# 2008,2009 and 2010 foals. I need YOUR foal pics!



## thunderhooves

I am making a video for all you people that had foals last year. I will put your username credit in with it. I need pics of you foals when they were babies, like fuzzy pics. Even videos that I can download and crop can be posted! Please, post only the best you have taken, And try to not post to many. if you are a big time breeder, post you favorite foals' pics. Please note not all will be used. So, post those cute lil pics away! Song will be a suprise for ya'll!


----------



## trIplEcrOwngIrl

Well, I din't have my filly as a baby but here she is a couple weks ago. She's a yearling...does that count? Her names Misty


----------



## thunderhooves

^^ yes, I guess it does. But only to people who's yearling are as cute and fuzzy as that!


----------



## My Beau

Here are some of Cavalina- the first was taken at 5 days and the second, when she was 8 months 

















And a headshot


----------



## thunderhooves

aww! great! keep 'em comin'!


----------



## trIplEcrOwngIrl

thunderhooves said:


> ^^ yes, I guess it does. But only to people who's yearling are as cute and fuzzy as that!
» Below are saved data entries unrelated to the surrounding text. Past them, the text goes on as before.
PR #2017, opened 2025-04-23
refactor: contract_address to have account id in parameters

AlexD10S:
Refactored `contract_address` to take an `AccountId` instead of a `Signer`. This makes the function easier to reuse, especially in cases where we only have the user's address and not a full signer, is useful for example in `pop-cli` where we sign the deployment of the contract using a wallet UI.


AlexD10S:
Closing this as it not needed anymore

Hehe! yes she has a LOT of furr! but its sooooo cute(imo)!! My Beau- your girl is adorable!!


----------



## thunderhooves

Also, I would LOVE vids of you foals being born, and finnaly standing and such, and running with their mama's. Pics are good too. Spread the word! I need more pictures and some vids!


----------



## My Beau

Thanks, TCG  
She is a sweet one, but can be a handful!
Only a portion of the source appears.